The human genome, which includes thousands of genes, represents a big data challenge. Rheumatoid arthritis (RA) is a complex autoimmune disease with a genetic basis. Many single-nucleotide polymorphism (SNP) association methods partition a genome into haplotype blocks. The aim of this genome wide association study (GWAS) was to select the most appropriate haplotype block partitioning method for the North American Rheumatoid Arthritis Consortium (NARAC) dataset. The methods used for the NARAC dataset were the individual SNP approach and the following haplotype block methods: the four-gamete test (FGT), confidence interval test (CIT), and solid spine of linkage disequilibrium (SSLD). The measured parameters that reflect the strength of the association between the biomarker and RA were the -value after Bonferroni correction and other parameters used to compare the output of each haplotype block method. This work presents a comparison among the individual SNP approach and the three haplotype block methods to select the method that can detect all the significant SNPs when applied alone. The GWAS results from the NARAC dataset obtained with the different methods are presented. The individual SNP, CIT, FGT, and SSLD methods detected 541, 1516, 1551, and 1831 RA-associated SNPs respectively, and the individual SNP, FGT, CIT, and SSLD methods detected 65, 156, 159, and 450 significant SNPs respectively, that were not detected by the other methods. Three hundred eighty-three SNPs were discovered by the haplotype block methods and the individual SNP approach, while 1021 SNPs were discovered by all three haplotype block methods. The 383 SNPs detected by all the methods are promising candidates for studying RA susceptibility. A hybrid technique involving all four methods should be applied to detect the significant SNPs associated with RA in the NARAC dataset, but the SSLD method may be preferred because of its advantages when only one method was used.

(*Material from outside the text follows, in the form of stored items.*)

PR #4853, opened 2021-09-19
Add skip for nodes operation dependent test till implementation

suchita-g:

### DIFF
--- a/ocs_ci/ocs/must_gather/const_must_gather.py
+++ b/ocs_ci/ocs/must_gather/const_must_gather.py
@@ -739,7 +739,10 @@ GATHER_COMMANDS_OTHERS_EXTERNAL_EXCLUDE = [
     "ocs-storagecluster-rbdplugin-snapclass.yaml",
 ]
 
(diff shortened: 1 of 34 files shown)


ocs_ci/ocs/must_gather/const_must_gather.py
```diff
@@ -739,7 +739,10 @@
     "ocs-storagecluster-rbdplugin-snapclass.yaml",
 ]
 
-if config.ENV_DATA["platform"].lower() == constants.OPENSHIFT_DEDICATED_PLATFORM:
+if (
```
ebondare, line 742: I think it would be better to use constants.MANAGED_SERVICE_PLATFORMS here and is similar situations below

tests/e2e/flowtest/mcg/test_mcg_namespace_disruptions_crd.py
```diff
@@ -8,6 +8,7 @@
     skipif_aws_creds_are_missing,
     flowtests,
     skipif_openshift_dedicated,
```
ebondare, line 10: I think it would be better to have something like skipif_managed_service for skipping both rosa and osd, as they go together in so many places.

Issue #4864, opened 2021-09-21
Vmware RHEL deployment fails with error object does not have an attribute named "image_8".


Akarsha-rai:
Vmware UPI RHEL deployment fails with the error: `object does not have an attribute named "image_8".`
```
E           ocs_ci.ocs.exceptions.CommandFailed: Error during execution of command: /home/jenkins/bin/terraform apply   '-var-file=/home/jenkins/current-cluster-dir/openshift-cluster-dir/terraform_data/scaleup_terraform_data/scale_up_terraform.tfvars' -auto-approve  '/home/jenkins/workspace/qe-deploy-ocs-cluster/ocs-ci/external/v4-scaleup/ocp4-rhel-scaleup/aos-4_9/vsphere'.
E           Error is 
E           Error: Unsupported attribute
E           
E             on ../../../../workspace/qe-deploy-ocs-cluster/ocs-ci/external/v4-scaleup/ocp4-rhel-scaleup/aos-4_9/vsphere/variables.tf line 12, in locals:
E             12:   rhel_template           = var.RHEL_MAJOR_OS != "7" ? local.vsphere_rhel_properties.image_8 : local.vsphere_rhel_properties.image_7
E               |----------------
E               | local.vsphere_rhel_properties is object with 8 attributes
E           
E           This object does not have an attribute named "image_8".
E           

../../../../workspace/qe-deploy-ocs-cluster/ocs-ci/ocs_ci/utility/utils.py:510: CommandFailed
```
https://ocs4-jenkins-csb-ocsqe.apps.ocp4.prod.psi.redhat.com/job/qe-deploy-ocs-cluster/6047/consoleFull

PR #4866, opened 2021-09-21
Adding RHEL_MAJOR_OS to scale_up_terraform.tfvars file

vavuthu:
Fixes: #4864 

### DIFF
--- a/ocs_ci/deployment/helpers/vsphere_helpers.py
+++ b/ocs_ci/deployment/helpers/vsphere_helpers.py
@@ -8,6 +8,7 @@ import os
 
 from ocs_ci.framework import config
 from ocs_ci.ocs import constants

包含数千个基因的人类基因组带来了大数据方面的挑战。类风湿性关节炎(RA)是一种具有遗传基础的复杂自身免疫性疾病。许多单核苷酸多态性(SNP)关联方法将基因组划分为单倍型块。这项全基因组关联研究(GWAS)的目的是为北美类风湿性关节炎联盟(NARAC)数据集选择最合适的单倍型块划分方法。用于NARAC数据集的方法有个体SNP方法以及以下单倍型块方法:四配子检验(FGT)、置信区间检验(CIT)和连锁不平衡的坚实脊柱(SSLD)。反映生物标志物与RA之间关联强度的测量参数是经Bonferroni校正后的P值以及用于比较每种单倍型块方法输出结果的其他参数。这项工作对个体SNP方法和三种单倍型块方法进行了比较,以选择单独应用时能够检测出所有显著SNP的方法。展示了使用不同方法从NARAC数据集获得的GWAS结果。个体SNP、CIT、FGT和SSLD方法分别检测到541个、1516个、1551个和1831个与RA相关的SNP,并且个体SNP、FGT、CIT和SSLD方法分别检测到65个、156个、159个和450个其他方法未检测到的显著SNP。单倍型块方法和个体SNP方法共同发现了383个SNP,而所有三种单倍型块方法共同发现了1021个SNP。所有方法都检测到的这383个SNP是研究RA易感性的有前景的候选对象。应该应用一种涉及所有四种方法的混合技术来检测NARAC数据集中与RA相关的显著SNP,但由于仅使用一种方法时SSLD方法具有优势,所以它可能是更优选的方法。